In a large building, oil is used in a steam boiler heating system. The combustion of 1.0 lb of oil provides 2.2×107J.

Part A
How many kilograms of oil are needed to heat 110 kg of water from 24 ∘C to 100∘C? (Assume that 1lb=454g, the specific heat of liquid water is 4.184 J/g∘C.)

To find out how many kilograms of oil are needed to heat 110 kg of water from 24°C to 100°C, we need to calculate the amount of thermal energy required to raise the temperature of the water.

The formula to calculate the thermal energy is:

Q = m * c * ΔT

where:
Q = thermal energy (in joules)
m = mass of the water (in kilograms)
c = specific heat capacity of water (in J/g°C or J/kg°C)
ΔT = change in temperature (in °C)

Let's break down the problem into steps.

Step 1: Convert the given mass of water from kg to grams.
110 kg = 110,000 grams

Step 2: Calculate the change in temperature.
ΔT = final temperature - initial temperature = 100°C - 24°C = 76°C

Step 3: Calculate the thermal energy.
Q = m * c * ΔT

The specific heat capacity of liquid water is 4.184 J/g°C. Since we want to use kilograms as the unit for mass, we'll convert the specific heat capacity from J/g°C to J/kg°C:
1 g = 0.001 kg

Thus, the specific heat capacity becomes 4.184 J/g°C * (1 g / 0.001 kg) = 4184 J/kg°C.

Now we can substitute the values into the formula:
Q = 110,000 g * 4184 J/kg°C * 76°C

Step 4: Calculate the thermal energy in joules.
Q = 110,000 g * 4184 J/kg°C * 76°C = 3.3 x 10^9 J

Finally, we need to calculate the mass of oil needed to produce this amount of thermal energy.

Given that the combustion of 1.0 lb (454 g) of oil provides 2.2 x 10^7 J of energy, we can calculate the mass of oil required using the following equation:

M_oil = Q / Energy_per_mass

where:
M_oil = mass of oil (in kilograms)
Q = thermal energy (in joules)
Energy_per_mass = energy provided by 1 lb (454 g) of oil (in joules)

Substituting the values:
M_oil = 3.3 x 10^9 J / 2.2 x 10^7 J/kg

M_oil = 150 kg

Therefore, 150 kilograms of oil are needed to heat 110 kilograms of water from 24°C to 100°C.

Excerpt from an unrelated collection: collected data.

PR #80, opened 2024-04-11
Added a template approach to specify imaging and self-calibration settings

tjgalvin:
To-date imaging (e.g. wsclean), self-calibration (e.g. gaincal) and other things have been hard-coded into the `flint` codebase. When updating these throughout the rounds of self-calibration a dictionary with updated values would be obtained and splatted into the creation of the appropriate `Options`. 

This is pretty tiresome. If the `git` history is examined it would be pretty obvious how many times commits were made purely to change the image size, solution interval, or something trivial. 

This pull request introduces a template yaml file that is used to set the options that may or may not evolve as the pipeline runs. The idea is that a file (at the moment a yaml file) is parsed into a `Strategy` class, which is nothing more than a glorified name for a dictionary (but nice for type checking). Throughout the pipeline the `Strategy` with be investigated to:
- get defaults for an `Option` mode
- check for and updated values for the specific round of imaging
- update the defaults
- return the updated defaults

The existing infrastructure to overload the hardcoded defaults of an `Option` type class is used as normal.

### DIFF
--- a/flint/configuration.py
+++ b/flint/configuration.py
@@ -341,6 +341,25 @@ def load_strategy_yaml(input_yaml: Path, verify: bool = True) -> Strategy:
     return input_strategy
 
 
+def write_strategy_to_yaml(strategy: Strategy, output_path: Path) -> Path:
+    """Write the contents of a current strategy to a yaml file
+
+    Args:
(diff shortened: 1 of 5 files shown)


tjgalvin:
This addresses #4

Issue #81, opened 2024-04-11
Copying strategy file into output science folder


tjgalvin:
If a strategy configuration file is supplied via the `--imaging-strategy` option when calling the continuum pipeline, this should be copied to the output science directory and then loaded.

PR #83, opened 2024-04-12
Copy strategy file to science directory

tjgalvin:
If a strategy file is used, this pull request will copy a timestamped version into the output directory of the science data.


tjgalvin:
Addresses #81

Issue #82, opened 2024-04-11
Move to configargparse for main pipelines


tjgalvin:
It would be beneficial to use the droping in replace for `argparse` that uses configuration files in place of strictly CLI arguments. This would be useful to also dump into the output science directory.

tjgalvin:
Performed in #84

tjgalvin:
Actually, although the configuration argparse is now in place it should still be dumped to the output file. Will investigate.

tjgalvin:
Upon thinking about it, it should probably actually be the `FieldOptions` structure that is passed into the workflow that is dumped. Closing this.

PR #84, opened 2024-04-13
Add Configargparse to main continuum pipeline

tjgalvin:
It is nice to have a way of providing a configuration file to list the optional CLI arguments for the main continuum imaging and self-calibration pipeline. 

I have added `configargparse` as a dependency in order to allow a user to either:
- specify optional CLI arguments normally
- set a configuration file that outlines all optional arguments
- set a configuration file for optional arguments which may be obverloaded on the CLI

It is a drop in replacement for the normal `argparse.ArgumentParser` and seems to be working nicely. A primitive unit test has also been added.


tjgalvin:
Addresses #82

Issue #64, opened 2024-02-13
Add potato to peel sources


tjgalvin:
@sunmish has developed a tool named `potato` to peel out those annoying sources and has recently containerised it. Some work has previously gone into mocking up something to draw it into flint and the typical continuum pipeline. Now that the container is working this should be revisited. 

There is a separate branch named `peel` (I think) that has the mock up and initial functions to evaluate whether a known source should be peeled.

tjgalvin:
Performed in #92. This seems to be working, and is a matter of configuration / settings

PR #92, opened 2024-04-25
Add potato peel to continuum imaging

tjgalvin:
Add in the initial infrastructure to support peeling reference sources via potato peel.


tjgalvin:
Addresses #64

To find out how many kilograms of oil are needed to heat 110 kg of water from 24 ∘C to 100∘C, we need to calculate the heat energy required to heat the water and then convert it into the equivalent amount of oil.

Step 1: Calculate the heat energy required to heat the water.

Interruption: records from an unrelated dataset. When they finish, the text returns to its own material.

Issue #86, opened 2024-04-15
Add rotation to MSSummary


tjgalvin:
The ASKAP instrument has a third axis, which is typically fixed to the sky throughout an observation. This information is recorded int he MS, and is used by `fixms` in order to correct the polarimetry for use in wsclean. 

This original rotation should be recorded in a MSSummary object, which could come in handy when estimating the apparent sky brightness via the holography beams (which are not rotationally invariant).

tjgalvin:
I am working through this under the [the rotation branch](/tjgalvin/flint/tree/rotation)

tjgalvin:
And I have merged this branch under #96

PR #96, opened 2024-05-02
Rotate holography beams when linmos'ing

tjgalvin:
The ASKAP third-axis (physical rotation) and rotation of the footprint (electronically rotated) together will place the instrumental response onto the sky in a particular direction. If the science field has a different alignment than the data collected during holography, there needs to be an alignment process when coadding images in order to properly apply the constrained holography beams to the same direction as the science field. 

This pull request aims to:
- pull out the pol axis from a measurement set
- carry this information through the pipeline
- pass it over to linmos, deriving the appropriate rotation using *an assumed* parameterisation of the holography beam alignment

This aims to address #86

### DIFF
--- a/flint/coadd/linmos.py
+++ b/flint/coadd/linmos.py
@@ -13,7 +13,7 @@ from flint.sclient import run_singularity_command
 
 # This is the expected orientation of the third-axis and footprint (remember the footprint
 # can be electronically rotated).
-EXPECTED_HOLOGRAPHY_ROTATION_CONSTANT_RADIANS = -np.pi / 8
+EXPECTED_HOLOGRAPHY_ROTATION_CONSTANT_RADIANS = -2 * np.pi / 8
 
 
 class LinmosCommand(NamedTuple):
--- a/flint/coadd/linmos.py
+++ b/flint/coadd/linmos.py
@@ -248,8 +248,8 @@ def generate_linmos_parameter_set(
     logger.info(f"{len(img_str)} unique images from {len(images)} input collection. ")
     img_list: str = "[" + ",".join(img_str) + "]"
 
-    assert (
-        len(set(img_str)) == len(images)
+    assert len(set(img_str)) == len(
+        images
     ), "Some images were dropped from the linmos image string. Something is bad, walk the plank. "
 
     # If no weights_list has been provided (and therefore no optimal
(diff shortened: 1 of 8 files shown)


flint/summary.py
```diff
@@ -89,6 +92,26 @@ def with_options(self, **kwargs) -> FieldSummary:
         return FieldSummary(**prop)
 
 
+def _get_pol_axis_as_rad(ms: Union[MS, Path]) -> float:
```
tjgalvin, line 95: This is the function that attempts to get the most correct orientation. I am not sure whether I want to force an error to be raised if the instrument receptor angle is missing, or whether this is ok. This is a non-standard keyword.

flint/summary.py
```diff
@@ -126,11 +149,16 @@ def add_ms_summaries(
     hour_angles = centre_altaz.az.to(u.hourangle)
     elevations = centre_altaz.alt.to(u.deg)
 
+    # The INSTRUMENT_RECEPTOR_ANGLE comes from fixms and is
```
tjgalvin, line 152: Once it has been added to the field summary, then it is passed through to the linmos tasks.

flint/prefect/flows/continuum_pipeline.py
```diff
@@ -251,98 +253,104 @@ def process_science_fields(
     fits_beam_masks = None
 
     for current_round in range(1, field_options.rounds + 1):
```
tjgalvin, line 255: Much of this has changed simply from the `with tags` context manager. But do note passing in the field summary to the appropriate linmos tasks

flint/coadd/linmos.py
```diff
@@ -259,6 +267,19 @@ def generate_linmos_parameter_set(
     # attribute drops the parent directory (absolute directory).
     parent_dir = linmos_names.image_fits.parent
 
+    # Work out the appropriate rotation to provide linmos. This should
```
tjgalvin, line 270: This is the part that most worries me. I think it is correct. But, who knows. Maybe you. You pirate.

flint/summary.py
AlecThomson: Depends on how much we want to be locked into FixMS. Will the observatory MSs ever have correct feeds?

AlecThomson (approved):
Looking all good to me. We may want to consider dumping the field summary to FITS headers at some point...

flint/summary.py
tjgalvin: At this point I would not expect them to.

If they did I would they would also rotate the correlations to the sky as well as update the receptor angle. if so, I think the problem kind of drops out even if we keep fixms in out respective codez.

flint/coadd/linmos.py
```diff
@@ -259,6 +267,19 @@ def generate_linmos_parameter_set(
...
+    # be the differential pol. axis. rotation between the science field
+    # and the holography. At the moment this holography rotation is
+    # unknown to us (not stored in the cube header).
+    alpha = None
+    if pol_axis:
+        logger.info(
+            f"The constant assumed holography pol_axis + footprint rotation is: {EXPECTED_HOLOGRAPHY_ROTATION_CONSTANT_RADIANS:.4f} radians"
```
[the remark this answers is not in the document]
tjgalvin: Perhaps it is a naming thing. I have no tie to the log message, other than just putting something there for reporting. Thoughts on the alternative?

PR #164, opened 2024-08-19
Added aoflagger / flind finalcutoff

tjgalvin:
A couple of unrelated but small changes:
- run aoflagger on casda downloaded measurement sets
- use a new linmos with a `finalcutoff` option


tjgalvin:
Issue with `griffe` removing a dataclasses definition. To be looked at after merge

PR #167, opened 2024-08-27
An idea - Drop casacore

AlecThomson:
Python 3.8 is reaching EOL.

As confirmed in https://github.com/casacore/python-casacore/issues/251, `python-casacore` and modular casa6 (`casatasks` and `casatools`) are not compatible. As also suggested the linked issue, one option could be to just use the underlying casacore functionality from `casatools`. 

The other option would be to just fully containerise casa. I'm just opening this PR to see what the tests think and bounce some ideas.


AlecThomson:
Grr, ok it looks like the API is quite different.

https://casadocs.readthedocs.io/en/v6.5.2/api/tt/casatools.table.html#casatools.table

Table operations require an object to be instantiated, and don't prove a context manager e.g.
```python
from casatools.table import table
tb = table()
tb.open("some_file.ms")
# Do some stuff
...
tb.close()
```
Not a huge fan. Maybe there's something slick to be done with a custom context manager. Needs some extra though

tjgalvin:
I have been switching camps on this - whether to try to use a container of casa and keep python-casacore, or keep the casatasks and figure out how to get to the python-casacore. 

I think long term though the containerise casa and keep python-casacore is probably the safer bet. There are a couple of reasons:
- `casatasks` does not seem to be updated regularly to newer versions of python, while python-casacore is
- other applications `flint` uses have already been set up to use containers, so there its not like it is new territory
- while using the python functions are nicee, ultimately we are not using anything returned from them. That is to say they are just a dumb bucket we through arguments into, and the returns  (if any) are not handled
- I think I'd rather have the python-casacore in all its glory around for other functions/utilities to build from. While I am only using the `table` iterface at the moment, there are definitely other components that I think could be useful (`taql` for instance)

Thoughts?

tjgalvin:
I have gone down the casa in a container route, and largely merged this and other fixes together in #170 . 

Will close this request for the moment. Thanks bigly for helping think through the problem~

PR #205, opened 2025-01-08
Update ruff rules

AlecThomson:
Adds and enables the following `ruff` rulesets:
- [isort](https://docs.astral.sh/ruff/rules/#isort-i)
- [pyupgrade](https://docs.astral.sh/ruff/rules/#pyupgrade-up)
- [NumPy-specific rules](https://docs.astral.sh/ruff/rules/#numpy-specific-rules-npy)
- [pandas-vet](https://docs.astral.sh/ruff/rules/#pandas-vet-pd)

I've let stubs if there we want to enable more rules. The biggest one is the `UP` rule, which enables the new-style types.


AlecThomson:
I've also added better spellchecking via `typos` and fixed broken tests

The heat energy required to heat a substance is given by the formula:

Q = m * c * ΔT

Where:
Q = heat energy (in Joules)
m = mass of the substance (in kilograms)
c = specific heat capacity of the substance (in J/g∘C)
ΔT = change in temperature (in ∘C)

Given:
Mass of water (m) = 110 kg
Change in temperature (ΔT) = 100∘C - 24 ∘C = 76 ∘C
Specific heat capacity of water (c) = 4.184 J/g∘C

Step 2: Convert the mass of water from kilograms to grams.

1 kg = 1000 g

So, 110 kg = 110 * 1000 g = 110000 g

Step 3: Calculate the heat energy required.

Q = m * c * ΔT
= 110000 g * 4.184 J/g∘C * 76 ∘C

Step 4: Convert the heat energy from Joules to pounds.

Given:
1 lb = 454 g
1 J = 1/2.2×107 lb

So, the heat energy in pounds is:

Q_lb = Q * (1 lb / 454 g) * (1 J / (2.2×107 lb))

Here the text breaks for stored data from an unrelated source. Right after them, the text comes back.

Issue #708, opened 2025-08-23
[BUG] "DLSS Preset" string not translated


Dunocat639:
### Describe the bug

Similar to issue #700, the string "DLSS Preset" string isn't translated (as seen in the imatge below), even after the #707 PR.

### Steps To Reproduce

1. Open DLSS Swapper
2. Click on a game
3. See not translated string

### Expected behavior

Be able to translate it thought the translation toolbox.

### Screenshots

<img width="750" height="682" alt="Image" src="https://github.com/user-attachments/assets/3291b685-ed95-4451-8671-9e5191ed0a0c" />

### DLSS Swapper version

v1.2.1.1

### Windows version

Microsoft Windows 11 Pro Version 24H2 (OS Build 26100.4946)

beeradmoore:
Those titles were never intended to be translated. Should they be? Like "DLSS" would stay the same but would it make sense to change the end of "DLSS Frame Generation".

I had always thought of it as a product name and wasn't to be translated, but I also am learning what other people need as I go 😅

Dunocat639:
These product names are usually translated. For exemple, in the oficial [NVIDIA website in Spanish](https://www.nvidia.com/es-la/geforce/news/dlss4-multi-frame-generation-ai-innovations/), they translate "Frame Generation" to "Generación de Fotogramas". Also they do it in the NVIDIA App, translating "Smooth Motion" to "Movimiento fluido".

So, for exemple in Spanish, it would be something like:
- DLSS Frame Generation -> Generación de Fotogramas de DLSS
- DLSS Ray Reconstruction -> Reconstrucción de Rayos de DLSS
- DLSS Preset -> Perfil de DLSS

And the same for FSR and XeSS.

beeradmoore:
Excellent. Thanks. In about an hour I'll be at my PC and I'll get this one through. This will also change the language on the library page for the tabs at the top as they are all fed from one place.

beeradmoore:
This is now resolved in #710 and is on main branch. All those texts ("DLSS", "DLSS Preset", "DLSS Frame Generation", "FSR 3.1 (DirectX 12)", "XeSS Frame Generation", etc) can now all be translated. This translation should now be used throughout the app such as tabs on library page, title of the popup when clicking library page, and upcoming filter update where you can filter to only show games with specific tech instead of "no swappable items"

PR #709, opened 2025-08-23
Update Catalan translations

Dunocat639YT:
## Description of Changes

Added new DLSS preset and general status strings, updated terminology from 'preset' to 'perfil' for DLSS.
Related to #707.

## Type of Change

- [ ] Bug fix
- [ ] New feature
- [ ] Documentation update
- [X] Translation update

### DIFF
--- a/src/Translations/ca-ES/Resources.resw
+++ b/src/Translations/ca-ES/Resources.resw
@@ -165,6 +165,15 @@
   <data name="DllZipInvalidNoDllFound" xml:space="preserve">
     <value>El fitxer zip de la DLL no era vàlid (no s'ha trobat cap DLL).</value>
   </data>
+  <data name="DLSS_Preset_AlwaysUseLatest" xml:space="preserve">
+    <value>Utilitzeu sempre l'última versió</value>
+  </data>
+  <data name="DLSS_Preset_Default" xml:space="preserve">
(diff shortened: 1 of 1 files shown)


beeradmoore:
When you say updated the terminology for preset, you mean translated the word preset?

"DLSS preset" is like a product name. So long as people know what DLSS presets are in English but when they see it in another language they don't think it's something else then it's all good

Dunocat639:
Yes, I mean that I translated "DLSS preset". Even thought it's a product name, they usually translate it to other languages, as I explained in #708.
I also translated other missing translations.

beeradmoore (approved):

beeradmoore:
Thanks for yet another translation update @Dunocat639YT!

I also ran the powershell script in `extras\SortTranslations\sort.ps1`. It loads the translation file as xml and sorts alphabetically on the keys. This helps keep translaitons in order but also prevents some PRs where it looks like a bunch of things were removed and re-added because they were moved. 

I am unsure if you can run the script on your machine because of how powershell permissions work, but for me I open a powershell terminal at that window and write `pwsh .\sort.ps1` and look at the stuff that has changed. If its whitespace only I discard changes. If it has fixed the order of some other things I generally will commit those with a note that they were re-sorted.

PR #745, opened 2025-09-22
Update Simplified Chinese Translations (zh-CN)

EmiyaKatuz:
## Description of Changes

Update simplified Chinese translations. Entries that lack translations have now been translated. Moreover, translations for some specific entries have been updated to avoid grammatical ambiguities.

## Type of Change

- [ ] Bug fix
- [ ] New feature
- [ ] Documentation update
- [x] Translation update

PR #748, opened 2025-09-29

juij-fun:


beeradmoore (approved):

beeradmoore:
Hey @juij-fun , sorry for the delay. There was some conflicts from the #745 pull request that was merged just before it. I think I merged it accuratly (as accurate as I could with Google Translate 👀)

If things can be improved still I am always happy to review another PR.

PR #793, opened 2025-12-23
Improved persistence of main window position/size/state

andyeder:
## Description of Changes

If the application is maximized and then closed (whilst still in a maximized state), the application will then start maximized the next time it is launched. However, if you then attempt to restore ("un-maximize"), it has no prior size/position to restore back to and remains at an increased size, but not in a maximized state. It can make it awkward for the user to resize the window manually to the desired size.

This change adds main window tracking to ensure position/size/state is persisted correctly between launches of the application. Size and position is tracked with additional logic in WindowPositionRect to help streamline the process.

## Type of Change

- [x] Bug fix

## Issues Resolved

There is no related bug/issue listed in the repo.

### DIFF
--- a/src/MainWindow.xaml.cs
+++ b/src/MainWindow.xaml.cs
@@ -27,7 +27,7 @@ namespace DLSS_Swapper
 
         IntPtr _windowIcon;
 
-        private readonly WindowPositionRect _trackedWindow = new();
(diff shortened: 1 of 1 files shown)


beeradmoore:
Thanks for that @andyeder. Good catch. I added a few formatting changes (which seeing some of the old files I see I want to go fix my formatter in general)

PR #801, opened 2025-12-26
Add translation tools and complete missing strings across languages

peter9811:
## Description of Changes
- Adds two utility scripts under src/Translations to streamline localization maintenance:
  - check_translations.py : reports missing keys per language and prints a summary of counts.
  - insert_untranslated.py : inserts any missing keys at their original positions based on en-US order.

- Ensures values for non-English languages are prefixed with UNTRANSLATED followed by the original English text; English variants (en-*) are filled without the prefix.
- Preserves original file encoding (UTF-8/UTF-8 BOM/UTF-16) and newline style when writing changes.
- Verified all non-English languages have complete keys; English variants were filled using en-US values.
- How to run from src/Translations:
  - Check: python ./check_translations.py
  - Insert: python ./insert_untranslated.py

## Type of Change

- [ ] Bug fix
- [x] New feature
- [ ] Documentation update
- [x] Translation update

## Issues Resolved
- N/A


beeradmoore:
Hey @peter9811 ,
Thanks for the contribution. Unfortuantly I don't know python so I won't be able to maintain these going forwards and because of that I won't be bringing this in.

I already have tools for finding missing translations in the `extras/InNeedOfTranslationDetector/`. Additionally if you build the app in debug mode you can set the language to `LANG_HUNT` which will cause all translations to become "...". Any text that remains as words is not translated.
I also have a powershell script `main/extras/SortTranslations/` that I run regularly that will ensure translations are kept in the correct order. Though I don't think I do anything specific about line endings or BOM, that script should probably be updated. However that update should also make sure a fresh git clone, edit the file in Visual Studio, and export an updated translation from translation toolbox to maintain consistant line endings/BOM. 

Do those two tools do essentially what your check script does?

As for copying text across, we don't want to do that. The inbuilt translator tool (Settings > Language > Open translator toolbox) relies on text being missing to help translators see and update missing texts. It does not matter for the keys being missing but that should only be an issue for someone editing in a plain text editor and not Visual Studio (though the preferred method is translation toolbox)

Issue #777, opened 2025-12-03
[BUG] Improve translation files consistancy


beeradmoore:
None of these matter to the final product until something else changes and they someday do. It also helps merge translation files in if everything is the same spacing, same line ending, etc.

## Comments removed from translations

I need to reproduce (it could have just been the user did it) but the translations submitted in #749 for #751 had the comment tags stripped out. This may be DLSS Swapper tooling doing it, and if it is we should try retain those as they  may be useful to future translators.

## Translation toolbox line spacing issues

It is removing some line spacing when it shouldn't. See #818

## Consistant line endings

~~Translation toolbox + sort.ps1 may change line endings. We should ensure all of these are consistant.~~
Fixed in #856

PR #818, opened 2026-01-06
Add remaining German translation (Version 1.2.3.1)

melgu:
## Description of Changes

Added missing German translations for version 1.2.3.1

## Type of Change

- [ ] Bug fix
- [ ] New feature
- [ ] Documentation update
- [X] Translation update

### DIFF
--- a/src/Translations/de-DE/Resources.resw
+++ b/src/Translations/de-DE/Resources.resw
@@ -1,17 +1,17 @@
 ﻿<?xml version="1.0" encoding="utf-8"?>
 <root>
-  <!--
-    Microsoft ResX Schema
-
+  <!-- 
+    Microsoft ResX Schema 
+    
     Version 2.0
-
-    The primary goals of this format is to allow a simple XML format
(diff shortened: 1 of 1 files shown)


beeradmoore (approved):

beeradmoore:
Thanks @melgu 
There was some funky whitespace changes up the top that I reverted. I know it would not have changed anything with how the file runs I wanted to keep it how it was. In future I think I might apply that whitespace change to all the translation files so they are all like that to prevent needing to do it again.

melgu:
I used the translation toolbox inside DLSS Swapper itself. Looks like there's a mismatch between what that tool outputs and what's the current preferred format. So I agree, it makes sense to update one or the other.

beeradmoore:
Translation toolbox also strips out `<comments>`. It + powershell sort script may also change line endings. Again, I don't think it matters to the product but I'd rather make them all match before I am chasing my tail in a few years wondering why some languages work and others are borked after .NET changes something where it then does matter 😂

I have adjusted #777 to focus on consistancy in these files and tools.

Step 5: Convert the heat energy in pounds to kilograms of oil.

Since we know that the combustion of 1.0 lb of oil provides 2.2×107 J, we can set up a proportion to find the equivalent amount of oil:

Q_lb / 1 lb = q_oil / 2.2×107 J

Simplifying the proportion:

q_oil = Q_lb * 2.2×107 J / 1 lb

Now, we can substitute the value of Q_lb to find the amount of oil in kilograms:

q_oil = (Q * (1 lb / 454 g) * (1 J / (2.2×107 lb))) * 2.2×107 J / 1 lb

Finally, simplify the equation and calculate:

q_oil = Q * 2.2×107 J / (454 g * 2.2×107 lb)
= Q / 454 grams
= 110000 g * 4.184 J/g∘C * 76 ∘C / 454 grams

After performing the calculation, the answer is the amount of oil in kilograms, q_oil.

q needed to heat the water is

q = mass H2O x specific heat H2O x (Tfinal-Tinitial). Note that if you use specific heat listed you must change 110 kg H2O to grams.

1 lb x (? J needed/2.2E7 J/lb) = lbs oil needed. Convert to kg oil.